Of course I have saved all of my aquarium supplies and old aquariums which also helps cut costs, but you can do a 20-40 gallon paludarium to start and go from there. EVeryone has their own preferences and through trial and error have found out what works for them. I would look at several pictures of different terrarium designs and also think about what kind of herps you want to keep before building anything.

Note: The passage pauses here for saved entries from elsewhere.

PR #9970, opened 2016-09-30
Start refactoring handling of color.

Carreau:
This is one more step into getting rid of the old way of handling
colors in IPython, in particular here we move the scheme/style as a
configuration option of the parser instead of passing it around into the
formats functions.

Also remove our own usage of deprecated arguments.

That removes as well the IPython/utils/PyColorize.py standalone usage, drop a few "skip is not Py3" and a couple of Deprecation warning that were annoying me when testing locally.

### DIFF
--- a/IPython/core/ultratb.py
+++ b/IPython/core/ultratb.py
@@ -386,28 +386,18 @@ def _fixed_getinnerframes(etb, context=1, tb_offset=0):
 # can be recognized properly by ipython.el's py-traceback-line-re
 # (SyntaxErrors have to be treated specially because they have no traceback)
 
-_parser = PyColorize.Parser()
-
 
 def _format_traceback_lines(lnum, index, lines, Colors, lvals=None, scheme=None):
     numbers_width = INDENT_SIZE - 1
     res = []
     i = lnum - index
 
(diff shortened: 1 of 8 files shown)


IPython/core/ultratb.py
```diff
@@ -394,20 +394,16 @@ def _format_traceback_lines(lnum, index, lines, Colors, lvals=None, scheme=None)
...
-    if scheme is None:
-        ipinst = get_ipython()
-        if ipinst is not None:
-            scheme = ipinst.colors
-        else:
-            scheme = DEFAULT_SCHEME
-
+    global _parser
+    if scheme and (_parser.style != scheme):
+        _parser = _parser = PyColorize.Parser(style=scheme)
```
takluyver: Does this actually need to be a global? Instantiating a `Parser` looks like it's cheap, so we could just do it each time we need it.

Also, you're assigning to the same name twice here.

takluyver:
:+1:

IPython/core/ultratb.py
Carreau: Fixed.

takluyver:
Looks good to me, thanks.

PR #9971, opened 2016-09-30
Add the option expand the toc in the sidebar.

Carreau:
This add small `[+]` before each of the entry in the toctree in the
sidebar that can be expanded.

---

cc @willingc, i suppose we might want that on all the repos ? 

rtd

### DIFF
--- a/docs/source/conf.py
+++ b/docs/source/conf.py
@@ -39,6 +39,10 @@ else:
     html_theme = "sphinx_rtd_theme"
     html_theme_path = [sphinx_rtd_theme.get_html_theme_path()]
 
+html_theme_options = {
+    'collapse_navigation': False,
+}
+
 # If your extensions are in another directory, add it here. If the directory
 # is relative to the documentation root, use os.path.abspath to make it
 # absolute, like shown here.


Carreau:
(might not work on current RTD, need to check first), and depending on the version of the theme deployed there, might need an extra option.

willingc:
@Carreau The deployed RTD theme uses this as one of its project-wide defaults. See https://github.com/snide/sphinx_rtd_theme/blob/master/sphinx_rtd_theme/theme.conf#L10 for all theme defaults used on RTD.

Unless overridden in a jupyter project's `conf.py` for RTD., this should be the default on our docs. See https://jupyterhub.readthedocs.io.

It should be the default behavior when building locally or on RTD when its not listed in the options block.

Carreau:
Well it's strange because it definitively does not work on current IPython.

screen shot 2016-09-30 at 19 10 37

the jupyterhub does not behave like that either. Note that in above gif, when I expand the sections, the page does not change.

willingc:
Hmm... we may have found a bug in the theme. What browser are you using?

The initial activation of the + is a bit wonky. You need to click twice on the far left as in this GIF where the + should be.

hubplus





JupyterHub on Safari static image

screen shot 2016-09-30 at 19 44 42

Carreau:
I'm going to close that for now.

PR #10056, opened 2016-11-15
fix typo

fuho:


willingc:
Thanks for the corrections @fuho :cookie:

PR #10061, opened 2016-11-22
remove IPython.core.prompts

twmr:
since it is no longer used by ipykernel (removed in

commit 91c61ac16559576fa817d1712db7cf3df1142fdf
Author: Dave Willmer <dave.willmer@gmail.com>
Date:   Mon Apr 25 18:25:33 2016 +0100

    Cleanup comm and comm manager classes
)

Also see the last ipython commit, where prompts.py was changed

commit 566cfa8349748a97e8dfa590fe7a7c6d981b5b2b
Author: Thomas Kluyver <thomas@kluyver.me.uk>
Date:   Wed May 18 15:14:20 2016 +0100

    Remove PromptManager class

    LazyEvaluate is still used in ipykernel

What surprises me is that the LazyEvaluator was removed from ipykernel before @takluyver removed the PromptManager class from ipython. Do we support that ipython6 can be used together with ipykernel < 4.4 ?


minrk:
> What surprises me is that the LazyEvaluator was removed from ipykernel before @takluyver removed the PromptManager class from ipython.

In master, yes, but not in a release. ipykernel 4.4 was released in August. In general, master of every individual IPython or Jupyter package should work with the *stable* version of everything else unless something has gone wrong. Beyond that, every breaking change should really solve a problem. I don't think cleaning up is a good enough reason to break compatibility in general, but we've done two releases of ipykernel that will work, and IPython 6 is still some time off, so I think this is probably okay.

Carreau:
I'm bumping that to 7.0 as I think we are closing in to 6.0 and it's cheap to keep one more release.

Carreau:

Issue #10090, opened 2016-12-14
Add repr method for arbitrary mime-types


minrk:
We have `_repr_foo_` methods for a few common mime-types, but this mapping doesn't extend well to custom mime-types. I propose we add a new magic method that returns the full, formatted mime data, such as:

```python
def _repr_mime_(self):
    """Return mimetype-bundled representation(s) of me"""
    return {
        'data': {
            'application/vnd.tableschema.v1+json': {...},
            'text/html': '<div>...',
        'metadata': {},
    }
```

details: should this override or be in addition to existing methods if found?

cc @rgbkrk

rgbkrk:
Thanks for raising this up! It should likely override since it's a full manifest.

minrk:
Oops, sorry for the dupe of #10058. Copying comment from there: The `_ipython_display_` escape hatch makes this less urgent (and is perhaps why we still haven't done it), but this should still be done nonetheless.

Carreau:
Do any of you want to tackle that for 6.0, or should we bump to wishlist ?

rgbkrk:
Wishlist is fine, I'm working on other items for the next couple weeks.

Issue #9456, opened 2016-05-12
''BMP' format not supported?


zhengwx11:
from ipython.display import Image
Image("a_image_file.bmp")

Output: Cannot embed the 'bmp' image format

 'BMP' is a VARY simple image format with nearly no compression techniques. Why it is not supported?

Or do I miss something?

takluyver:
I think it's just never come up. BMP is not widely used on the web: PNG is widely supported and ~always preferable. For what we're doing, the complexity of the file format doesn't matter - we just pass the data through to the browser - so it was written with the most common formats, png and jpeg.

zhengwx11:
well, that is a really a bad news to me.
thank you for your replying anyway.


在 2016/5/12 22:52, Thomas Kluyver 写道:

srinivasreddy:
PR raised here - https://github.com/ipython/ipython/pull/10094

takluyver:
Note to people thinking of implementing this: I'd like to see two things before an implementation.

1. A persuasive case as to why this is necessary. BMP format images are not common nowadays, they are larger than other file formats and can be losslessly converted to PNG images (which are already supported). Given that every extra piece in the code is added complexity to maintain, is this piece valuable enough to add?
2. If you do think this is worth supporting, should we add the machinery to send bmp data to the browser for use in a data URL? Or should we add an automatic conversion for bmp data to png data, using a tool like Pillow where it's available?

PR #10094, opened 2016-12-16
Add support for bmp image format

srinivasreddy:


srinivasreddy:
@takluyver  i don't know how to test this. Could you please guide?

takluyver:
I'm not sure what to test other than checking that `Image` allows `format='bmp', embed=True`.

I don't think this will actually make `Image` do what you want - you add support for putting bmp data in, but nothing ever takes it out of `Image`. Maybe the best option is to convert to png on demand, and only support embedding bmp if the tools we need to do the conversion are found. To be honest, I'm still not sure why anyone wants to embed bmp data anyway...

IPython/core/display.py
```diff
@@ -858,8 +876,10 @@ def __init__(self, data=None, url=None, filename=None, format=None,
             if ext is not None:
                 if ext == u'jpg' or ext == u'jpeg':
                     format = self._FMT_JPEG
-                if ext == u'png':
+                elif ext == u'png':
                     format = self._FMT_PNG
+                elif ext == u'bmp' or ext == u'bm':
```
takluyver: Is `.bm` really an extension for bitmaps? I've never seen it, Wikipedia [doesn't mention it](https://en.wikipedia.org/wiki/BMP_file_format), and my system does not recognise it. Let's stick to `.bmp` unless there's a clear need for another extension.

srinivasreddy: Done.

IPython/core/display.py
```diff
@@ -952,6 +972,10 @@ def _repr_jpeg_(self):
         if self.embed and (self.format == u'jpeg' or self.format == u'jpg'):
             return self._data_and_metadata()
 
+    def _repr_bmp_(self):
```
takluyver: We don't have anything that checks for `_repr_bmp_` at the moment, and I'm not convinced it's common enough to be worth adding code for. @minrk ?

minrk: I would prefer to avoid adding any new `_repr_<single-type>_` methods, instead opting for any new representations being added via a single arbitrary mime-type method (#10090).

srinivasreddy: @takluyver  Done. @minrk

takluyver:
I think this PR is once again in a state that won't achieve anything; it lets you put bmp format data into `Image`, but nothing will actually get it out of there.

Nobody's ever made a persuasive case for embedding bmp images: they're not common nowadays, and can be losslessly converted to png (which we do support embedding). I'm going to close this for now. If anyone wants to make the case, please do so on #9456.

PR #10097, opened 2016-12-20
Add `pexpect` to  install_requires list

srinivasreddy:
`pexpect` package has been used here - https://github.com/ipython/ipython/blob/master/IPython/utils/_process_posix.py#L23


takluyver:
Thanks; it's already actually in the file a few lines below. It's only required on non-Windows platforms, and platform-dependent requirements work a bit differently.

srinivasreddy:
Thanks. 👍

My dream paluadrium would be a 75 bowfron with rock cliffs containing brackish fish and mudskippers. There used to a tank like that at the store where I worked and watching the mudskippers "fight" all day was very entertaining.


----------



## Guest (Nov 17, 2004)

For lighting people seem to suggest 48" shop lights and that would be perfect for a 55 gallon. Its about $25 for the light fixture that holds two t8 bulbs and someone recomended getting the more expensive "daylight" bulbs which i beleive i was told adre $6.50 for 1 or two i dont remember.... heres a link to a post i had with better detailsof these lights http://www.dendroboard.com/phpBB2/viewtopic.php?t=3862


----------



## geckguy (Mar 8, 2004)

The fixtures are usually $8, you have to look around home depot, they are just in boxes, not on display.


----------



## Darks!de (Nov 16, 2004)

Hmmm...doesn't sound so bad...well can you guys just post some really helpful sites that might cover building a paludarium/vivarium and listing some needed items/animal specs. That would be very helpful. I found a few on the site, but i bet there are many more which you all are familiar with. Thanks so much. 

Oh, and where do you guys get all your frogs and such from? (I live on Long Island, NY, if that helps...)

-Luke


----------



## Guest (Nov 22, 2004)

http://www.csd.net/~cgadd/aqua/46g.htm this guy has a nice 46 gallon paludarium that he set up using foam for his back wall and cliifs. i usd his method on a 110 gallon that i set up (not for darts though) that cost me about $1200 total to set up. grant it, i dont have $40 animals in it though. i have prolly only $50 total in all of the animals and another $60-70 in fish.

landon


----------